As described in the documentation, the random module has used the Mersenne twister to generate random numbers since version 2.3, but used Wichmann-Hill before that.
(If a seed is not provided, the method of obtaining the seed also does depend on the operating system, the Python version, and factors such as the system time).
#reubano - 3.2 changed the integer functions in random, to produce more evenly distributed (which inevitably means different) output.
That change was discussed in Issue9025, where the team discuss whether they have an obligation to stick to the previous output, even when it was defective. They conclude that they do not. The docs for the module guarantee consistency for random.random() - one might assume that the functions which call it (like random.randrange()) are implicitly covered under that guarantee, but that doesn't seem to be the case.

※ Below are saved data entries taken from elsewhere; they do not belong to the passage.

PR #402, opened 2021-07-08
Add convenience TextEncoder functions to encode directly to string

matklad:
I saw that we do

```rust
        let mut buffer = vec![];
        let encoder = TextEncoder::new();
        encoder.encode(&prometheus::gather(), &mut buffer).unwrap();

        String::from_utf8(buffer).unwrap()
```

a bunch of times in [near](github.com/near/nearcore) and figured that the library can probably guaranty utf8 validity and remove the need for one unwrap here. 

This turned out to be slightly more involved then I've thought, as there's no standard way to explain that you'll only write utf8 to a `Write`, but it wasn't to hard either. 

As a bonus, `TextEncoder` impl now is statically guaranteed to produce only valid utf8

### DIFF
--- a/src/encoder/text.rs
+++ b/src/encoder/text.rs
@@ -1,8 +1,7 @@
 // Copyright 2019 TiKV Project Authors. Licensed under Apache-2.0.
 
 use std::borrow::Cow;
-use std::io::Write;
-use std::mem;
+use std::io::{self, Write};
 
 use crate::errors::Result;
 use crate::histogram::BUCKET_LABEL;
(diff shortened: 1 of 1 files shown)


src/encoder/text.rs
```diff
@@ -25,10 +26,27 @@ impl TextEncoder {
...
+    /// This is a convenience wrapper around `<TextEncoder as Encoder>::encode`.
+    pub fn encode_utf8(&self, metric_families: &[MetricFamily], buf: &mut String) -> Result<()> {
+        // Note: it's important to *not* re-validate ut8 validity for the
+        // entirety of `buf`. Otherwise, repeatedly appending metrics to the
+        // same `buf` will lead to quadratic behavior. That's why we use
+        // `Utf8Writer` abstraction to skip the validation.
+        Utf8Writer::write_to_string(buf, |writer| self.encode_impl(metric_families, writer))?;
+        Ok(())
+    }
+    /// Converts metrics to `String.
```
lucab, line 40: Missing trailing ``` ` ```.

src/encoder/text.rs
```diff
@@ -25,10 +26,27 @@ impl TextEncoder {
     pub fn new() -> TextEncoder {
         TextEncoder
     }
-}
+    /// Appends metrics to a given `String` buffer.
+    ///
+    /// This is a convenience wrapper around `<TextEncoder as Encoder>::encode`.
+    pub fn encode_utf8(&self, metric_families: &[MetricFamily], buf: &mut String) -> Result<()> {
+        // Note: it's important to *not* re-validate ut8 validity for the
```
lucab, line 33: Typo: "UTF-8 validity"

lucab:
Thanks for PR. Looks great overall, I've left a couple of minor comments in reviews.
It looks like our CI is having a bad day; I'll try to have a look at fixing it as soon as I have a free timeslot, then this PR may need to be rebased to see a green run.

matklad:
Sure, no problem rebasing!

FYI, I see the "1 workflow awaiting approval" banner, if you want to disable for new contributors, you can check this box:

image

matklad:
Figured out a much better solution -- there's no need for unsafety here.

lucab:
Ok, https://github.com/tikv/rust-prometheus/pull/403 is merged so rebasing this PR now should make the CI happy.

lucab:
@zhouqiang-cl @BusyJay @breeswish whoever of you has access to do that, can you please tweak the workflow permissions as shown in https://github.com/tikv/rust-prometheus/pull/402#issuecomment-877115118 so that we don't have to re-approve it on every push?

BusyJay:
As github actions resource are bound to the organization account, so it might not be a good idea to just change it for a repository. Maybe you can send an issue to tikv/community or a thread at https://internals.tidb.io/, let's discuss it more!

matklad:
@lucab ptal :)

lucab (approved):
LGTM, thanks!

Just as a heads up: in addition to the 2.3 change, python 3 gives numbers from python 2.x from randrange and probably other functions, even if the numbers from random.random are similar.
I just found out that there is also a difference between python3.7 and python3.8.
The following code behaves the same
from random import Random
seed = 317
rand = Random(seed)
rand.getrandbits(64)
but if you use from _random import Random instead, it behaves differently.